2015-08-27 09:52:27 (UTC+01:00)

Durante o julgamento, sobre o rombo nos cofres do MINED, alguns dos 13 réus confessaram ter conhecimento dos valores que eram depositados em suas contas bancarias por José Sende, até então membro sénior do Ministério da Educação.

Os réus disseram, em tribunal, que não sabia a real proveniência do dinheiro que era depositado em suas contas bancarias e que José Sende alegava que tais valores resultavam de um negócio, que o foragido tinha com amigos na província de Nampula.

De acordo com declarações de um dos réus, Carlitos Acácio, citado pela Radio Moçambique, de trinta e dois anos de idade, para a sua conta bancaria, as transferências efectuadas por José Sende chegaram a atingir um Milhão e Novecentos mil meticais.

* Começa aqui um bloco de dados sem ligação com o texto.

PR #3710, opened 2020-06-16
Update NPC2 for Quarterfinals

Mashyuf:

PR #10189, opened 2023-10-15
Update .markdownlint.json

agatemosu:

Em tribunal, os réus explicaram, ainda, que depois de efectuado o depósito, o foragido, Sende, os contactava para efectuar o levantamento do valor e depois os agradecia com valores que variavam entre duzentos a dois mil meticais.

Carlitos Acácio recordou ainda que num desses dias, foi contactado, pelo réu foragido, para efectuar um levantamento e, como agradecimento, recebeu uma nota de quinhentos meticais e promessa de emprego, na educação. [FI]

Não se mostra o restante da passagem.